In May 2012, firstly in her career, Sadurska won two silver medals in team and combination routines at the European Championships in Eindhoven. In December, Sadurska won three bronze medals in the team thematic, combination and highlights routines at the FINA Synchro World Trophy in Mexico.

===2013: First World Championships bronze medals===
In February, representing Kharkiv oblast-1, Sadurska won three gold medals in the team free, combination and technical routines at the Ukrainian National Championships in Kharkiv. In May, she won two gold medals in team free and highlights routine, a silver one in team technical routine at the European Champions Cup in Savona. In July, Sadurska became one of the first World Championships medalists from Ukraine in artistic swimming, winning three bronze medals at the World Championships in Barcelona. In November, Kateryna received two silver medals in team free routine and free routine combination and a bronze one in highlights routine at the FINA Synchro World Trophy in Mexico.

===2014: First European and World Cup title===

In October, she competed at the European Championships, winning a gold medal in combination routine and a silver one in team routine. That month, Sadurska won gold, silver and two bronze medals at the World Cup in Quebec City.

==Career in freediving==

Kateryna has fully dedicated herself to freediving, where she has set seven world records and become a six-time world champion.
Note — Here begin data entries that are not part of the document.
PR #2665, opened 2019-10-15
Best-effort task scheduling through the session

trestletech:
Currently a no-op change, as the session just passes through to the global `scheduleTask ` implementation. But this allows us to mock the method for testing.

## QA Validation

Run apps that have (shiny example numbers in parenthesis)...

World Championship Gold Medals:

- 2022 – CMAS World Championship, Kaş, Turkey: gold medal in Free Immersion (FIM) — 92 meters.
- 2022 – CMAS World Championship, Kaş, Turkey: gold medal in Constant Weight Without Fins (CNF) — 70 meters.
- 2023 – CMAS World Championship, Honduras: gold medal in Free Immersion (FIM) — 97 meters.
- 2023 – CMAS World Championship, Honduras: gold medal in Constant Weight Without Fins (CNF) — 78 meters.
- 2024 – CMAS World Championship, Kalamata, Greece: gold medal in Constant Weight Without Fins (CNF) — 80 meters.
- 2024 – CMAS World Championship, Kalamata, Greece: gold medal in Free Immersion (FIM) — 95 meters.

Other Medals:

- Gold – Vertical Blue Tournament, 2023 in CNF discipline.
- Gold – CMAS Freediving World Cup 2023, Kalamata, Greece, in CNF discipline.
- Gold – CMAS Freediving World Cup 2023, Kalamata, Greece, in FIM discipline.
- Gold – CMAS Freediving World Cup 2023, Kalamata, Greece, in CWTBF discipline.
- Silver – CMAS Freediving World Cup "Kaş Başka," Turkey, 2021 in CNF discipline (55 meters).
- Silver – 2022 AIDA World Championship (pool), Burgas (Bulgaria), in DYNB discipline.
- Bronze – 2022 AIDA World Championship (pool), Burgas (Bulgaria), in DNF discipline.
- Bronze – 2024 AIDA World Championship (pool), Kaunas (Lithuania), in DNF discipline.
- Bronze – 2024 AIDA World Championship (pool), Kaunas (Lithuania), in DYNB discipline.
- Third Place – Vertical Blue Tournament, 2023 in FIM discipline.
- Second Place – Vertical Blue Tournament, 2023 in the overall ranking.
- Bronze – CMAS World Championship, Kalamata, Greece, 2024, in CWTB discipline (95 meters).

Kateryna's National Records as of the End of 2024:

Depth Disciplines:

- CNF (Constant Weight Without Fins) — 84 meters, world record, Dominica, 2024.
- CWT (Constant Weight) — 107 meters, Dominica, 2024.
- FIM (Free Immersion) — 97 meters, Roatán, 2023.

Pool Disciplines:

- DYN (Dynamic with Fins) — 246 meters, Athens, 2024.
- DYNB (Dynamic with Bi-Fins) — 224.5 meters, Belgrade, 2024.
- DNF (Dynamic Without Fins) — 183.5 meters, Belgrade, 2024.
- STA (Static Apnea) — 7:01, Belgrade, 2021.

Public Activity

Kateryna actively promotes freediving and serves as an important symbol of Ukraine's strength and resilience on the international stage during the war. Her sporting achievements not only highlight the perseverance and determination of Ukrainians but also serve as a reminder to the world about the situation in Ukraine.

"These competitions are more than just sports. They are an opportunity for me to represent Ukraine and show the world that we are ready to fight and win, but we need support," Kateryna said after setting yet another world record.